→ **Information shown**:

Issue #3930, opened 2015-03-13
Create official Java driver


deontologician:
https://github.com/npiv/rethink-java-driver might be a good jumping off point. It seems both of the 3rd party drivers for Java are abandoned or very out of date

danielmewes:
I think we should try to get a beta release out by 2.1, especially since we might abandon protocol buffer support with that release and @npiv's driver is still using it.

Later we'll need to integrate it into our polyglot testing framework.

→ **Problem to solve**: Give back every line of the data exactly as it was written.

→ **Answer for the task**:
Issue #3930, opened 2015-03-13
Create official Java driver


deontologician:
https://github.com/npiv/rethink-java-driver might be a good jumping off point. It seems both of the 3rd party drivers for Java are abandoned or very out of date

danielmewes:
I think we should try to get a beta release out by 2.1, especially since we might abandon protocol buffer support with that release and @npiv's driver is still using it.

Later we'll need to integrate it into our polyglot testing framework.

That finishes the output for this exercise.